Origins of the first-order anisotropy of ∼ 1 MeV protons in the Jovian magnetosphere during the Ulysses flyby: flux gradients and plasma flows

For zeroth-order distributions of energetic ions which are not too far from isotropy, the field-perpendicular first-order anisotropy results principally from the E × B plasma flow transverse to the magnetic field, and from spatial gradients in the ion flux. A technique is presented which separates these sources of anisotropy by examining their dependence on the ion energy. This technique is applied to data obtained by the Anisotropy Telescopes instrument on the Ulysses spacecraft during the Jupiter flyby in February 1992, using data from adjacent proton channels centred at 1.0 and 1.75 MeV. The results provide a continuous monitoring of both the field-transverse E × B plasma flow and the spatial gradient of ∼ 1 MeV protons along the flyby trajectory, which traversed the near-equatorial prenoon magnetosphere inbound, and the dusk magnetosphere at moderate southerly latitudes outbound. It is shown that during the Ulysses flyby the flux gradient effect contributed significantly to the first-order anisotropy of ∼ 1 MeV protons in all the magnetospheric regions sampled, and was generally dominant in the middle magnetosphere plasma-current sheet (where the e-folding scale length was ∼ 1 RJ or less), and on field lines inferred to be mapping thereto. Both inbound and outbound, the results on plasma velocities may be summarized as indicating antisunward flow at ∼ 200 km s− in the outer magnetosphere, a region ∼ 30 RJ wide in the equatorial plane inside the magnetopause. The plasma inside this in the middle magnetosphere plasma sheet flowed sunwards at similar speeds. The latter statement applies over a ∼ 30 RJ wide region of the equatorial plasma-current sheet from the outer edge at 70–80 RJ inwards to ∼ 45 RJ, the latter being the minimum equatorial distance of observations of these field lines due to the off-equatorial nature of the spacecraft trajectory.
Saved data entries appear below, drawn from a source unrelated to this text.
PR #920, opened 2022-02-24
Detection template

AntonioCarta:
implementation of the object detection template. This is a refactoring of `train_one_epoch` and `lvis_evaluate` which uses Avalanche templates. Metric/logging logic is still missing (notice that this is implemented is several places in the original functions).

I put it in `detection_challenge.py` for the moment, to keep the old file for reference. We can delete it once the refactor is completed.


lrzpellegrini:
Wow, it's great! Are the changes in `avalanche/training/templates/base.py` and `avalanche/training/templates/base_sgd.py` a porting from the master branch? Or are they just needed for detection?

AntonioCarta:
They are mostly needed for the detection. They are simple additional extension points to allow to customize things like the optimizer step without rewriting the entire iteration code.

PR #921, opened 2022-02-24
Added model output export to JSON in example

lrzpellegrini:
Added, in `examples/detection.py`, a simple mechanism to import/export model outputs from/to a JSON file. Added a CLI option to just compute metrics starting from model outputs loaded from such JSON files.

@AndreaCossu, it's quite simple, but it does the job.

### DIFF
--- a/examples/detection.py
+++ b/examples/detection.py
@@ -12,25 +12,32 @@
 """
 This is a simple example on how to run detection benchmarks.
 """
-
+import json
 import logging
 
 # This sets the root logger to write to stdout (your console).
 # Your script/app needs to call this somewhere at least once.
+from json import JSONEncoder
+
+from torch import Tensor
+
 from avalanche.benchmarks.datasets.lvis.lvis import LvisDataset
+from examples.tvdetection.coco_eval import CocoEvaluator
+from examples.tvdetection.lvis_eval import LvisEvaluator
+from lvis_api import LVISEval, LVIS
 
 logging.basicConfig(level=logging.NOTSET)
 
 import matplotlib
+matplotlib.use('Agg')
 
 from avalanche.benchmarks.utils import AvalancheDataset, AvalancheSubset
-from examples.tvdetection.engine import train_one_epoch, evaluate
-
-matplotlib.use('Agg')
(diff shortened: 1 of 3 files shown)


AndreaCossu:
Thanks! So, to better understand what kind of help you need:
I can implement a metric working at eval time which after each minibatch takes the model output and updates the LVISevaluator object. At the end of the evaluation stream the metric will serialize the model outputs to a JSON file and will return to the loggers the final metric values (the ones you computed in `verify_output_only`).
Otherwise, if you prefer, I can implement only the metric gathering the model outputs and saving them to JSON. A separate script will be in charge of taking the JSON file and printing the final metrics.

What about training time instead? I can do the same, but let me know if there are any differences.

lrzpellegrini:
- For the competition, we'll surely need the metric in charge of exporting the model outputs. I don't think we need to store the model outputs for training experiences. Just beware that we'll need a way to store the model outputs separately for each experience (to compute the mean accuracy/AP/... over time). I think that creating files like output0.json, output1.json, ... in a configurable folder would be the most general solution. Consider that this metric/plugin can be a valuable tool to be used in the context of other competitions as well.
- I think that creating an Avalanche metric in charge of computing detection metrics (using the LVIS API) may be useful as well. Even if the test set labels will not be disclosed, participants may create a validation set to check the model performance using this metric.

Apart from this, do you think that we can make the output export plugin able to automatically detect if a classification or a detection task is being executed? (and so store outputs in the most appropriate way)

AntonioCarta:
> do you think that we can make the output export plugin able to automatically detect if a classification or a detection task is being executed? (and so store outputs in the most appropriate way)

Do we really need this? I think it's easier for the users if we provide separate main scripts for each track. Therefore, we can use different loggers for each.

AndreaCossu:
For avalanche, it may be useful to have a single metric so that the user does not need to change it depending on the task. The metric will try to save the model output based on its type rather than the task. If the output is something very strange we can raise an error/warning. 
Otherwise we may have to build `ClassificationModelOutput`, `DetectionModelOutput`, `SegmentationModelOutput` and so on.

lrzpellegrini:
Closing this, as metrics were implemented in #922

PR #922, opened 2022-02-25
Draft for LVIS detection metrics

AndreaCossu:
The metric implements two functionalities:

1. (optional) Saving model outputs to JSON file. The metric produces one file for each eval experience, where each file stores a list of dictionaries. Each dictionary is a model output.
2. Computation of metrics through LVISEvaluator object starting from model outputs. The metric returns a string. This point does not need 1. to work.

The code contains portions of code from #921 , adapted to fit the metric interface.

I am assuming to be able to access model outputs and targets through the usual `strategy.mb_output` and `strategy.mb_y` fields.

I just implemented the metric but I have not tested it in any ways.

### DIFF
--- a/avalanche/evaluation/metric_results.py
+++ b/avalanche/evaluation/metric_results.py
@@ -29,7 +29,7 @@ class TensorImage:
         return self.image.numpy()
 
 
-MetricType = Union[float, int, Tensor, Image, TensorImage, Figure]
+MetricType = Union[float, int, str, Tensor, Image, TensorImage, Figure]
 
 
 class AlternativeValues:
--- a/avalanche/evaluation/metrics/__init__.py
+++ b/avalanche/evaluation/metrics/__init__.py
@@ -14,3 +14,4 @@ from .timing import *
 from .mean_scores import *
 from .labels_repartition import *
 from .images_samples import *
+from .detection import *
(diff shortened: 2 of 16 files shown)


lrzpellegrini:
I think that the last PR from @AntonioCarta switched the reference LVIS class from lvis_api.LVIS (our copy of the LVIS API) back to lvis.LVIS (as in pip-installed lvis). It seems that we don't need to customize the LVIS API, so we shoulld stick with lvis.LVIS from pip. In any case, removing that assertion seems reasonable.

One thing: looking at the `LvisMetrics` code it seems that `LvisEvaluator` doesn't get reset after/before each experience. I think it's reasonable to reset everything before each eval exp.

AndreaCossu:
Thanks @lrzpellegrini , I now create the `LvisEvaluator` from scratch before each eval experience.
Also, I didn't mean to merge this PR, I don't know exactly what happened (I simply pushed the changes), but since we are in a separate branch I guess it's ok. 

I am still getting type errors on the `evaluate` call after the first experience (the lvis API still expects `lvis.LVIS` type). Since we cannot modify that part of the code inside the lvis library maybe we could revert the change of our class back to `lvis.LVIS`.

lrzpellegrini:
Ok, no problem. It should be easy to move everything back to `lvis.LVIS`. I can take care of this. Thanks!

PR #933, opened 2022-03-10
Consolidating changes from the detection branch

lrzpellegrini:
This PR is a porting of the contributions accumulated in the detection branch.

In particular, the contributions (that in the detection branch were mainly implemented as examples) have now been ported into the avalanche package.

The following have been changed w.r.t. the detection branch:

- The LvisMetric will log the metrics from the Lvis API instead of creating the CodaLab score string
- The detection strategy is now a subclass of the supervised template. Few field names have been changed. The behavior of a couple of methods has been slightly changed.

Those changes are standalone and should not affect the behavior of the rest of Avalanche, with the following exceptions:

This pattern suggests that the flow observed is driven principally by input of solar wind momentum at the magnetopause rather than by planetary rotation, though the momentum transfer mechanism remains uncertain. This result further suggests that solar wind-driven flows may play a more significant role in Jovian magnetospheric dynamics than previously supposed, particularly when the system is in an expanded state.